▶ _What the exercise asks_
Using the entries below, show all lines with the string "Propagate".

# # # #

PR #424, opened 2026-08-25
[AMDGPU] Propagate asynchronous GPU faults through queue failures

zjgarvey:
## Summary

Propagate asynchronous AMDGPU memory faults and fatal system events through the existing IREE device, queue, semaphore, and status failure paths.

GPU faults can occur after a kernel submission has already returned successfully. Without native fault delivery, pending synchronization may block indefinitely and later operations may incorrectly appear to succeed. This change converts those native events into durable failures that callers can observe through normal HAL operations.

## Implementation

- Registers one process-wide HSA system-event callback, and installs it again after a complete HSA runtime shutdown, which destroys the runtime's callback registry.
- Pins the module implementing the callback into the process before handing its pointer to the HSA runtime, and refuses to register where no pin is available: the runtime keeps that pointer until its final shutdown and offers no unregister, so a module that can still be unloaded would leave it able to jump into unmapped code. Device creation therefore fails on platforms with no pin mechanism.
- Associates native GPU agents with their live IREE logical devices, returning an opaque registration stored on the logical device so partial initialization and exact removal are explicit.
- Claims only memory faults and hardware exceptions, and only when they were actually delivered to a live registration; memory error events, and events nothing can observe, are left to the HSA runtime's own abort. A fault arriving for a device whose frontier is already deassigned is therefore no longer claimed-and-dropped, and reaches that abort.
- Latches the first fatal error on the affected logical device.
- Fails every host queue of the affected logical device, whose queues share one epoch signal table spanning all of its GPU agents.
- Routes the HSA queue error callback, the process-wide system event callback, and the driver's own invalid-wait paths through one terminal queue transition, so every asynchronous fatal producer makes the same state change.
- Closes queue admission under the submission mutex before the final failure drain, so no epoch published later can escape it, and rejects later submissions on both the failed queue and the failed device.
- Wakes pending semaphore, frontier, and notification waiters with the failure.
- Binds fault delivery to host queue lifetime, publishing targets as the last step of frontier assignment and retiring them once every queue has passed its idle/error boundary, so a fault can still release the teardown wait it is the only thing able to release, and no event can reach a destroyed queue.
- Preserves the first failure when duplicate native notifications arrive.

## Testing

`system_event_test` covers delivery with no device: the registration path calls exactly one HSA entry point, so a libhsa whose only populated thunk is that registration captures the callback pointer and lets the test dispatch synthetic events into the same code the runtime calls. It covers the claim decision per event type, the agent match and fanout, registration removal, first-error-wins, registrations sharing an agent, handler re-registration after an HSA shutdown event, and every outcome of the module pin.

The only file touched outside the driver is one line of `runtime/src/iree/base/testing/BUILD.bazel`, making an existing `testonly` embedded shared object publicly visible so the pin test can load it; that package's hand-maintained `CMakeLists.txt` already declares it `PUBLIC`, so this brings the Bazel graph into line with it.

`host_queue_failure_test` covers the terminal transition on real hardware with work in flight: deferred and submitted operations both report the failure the queue recorded, an operation parked for submission capacity and resumed after admission closes reports it too, only the first failure is kept, a submission after the transition is rejected, teardown releases the recorded failure, and a queue whose hardware is parked behind a barrier it cannot pass still returns from its teardown wait once a failure is recorded.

# # # #

▶ _Exercise output_
[AMDGPU] Propagate asynchronous GPU faults through queue failures
Propagate asynchronous AMDGPU memory faults and fatal system events through the existing IREE device, queue, semaphore, and status failure paths.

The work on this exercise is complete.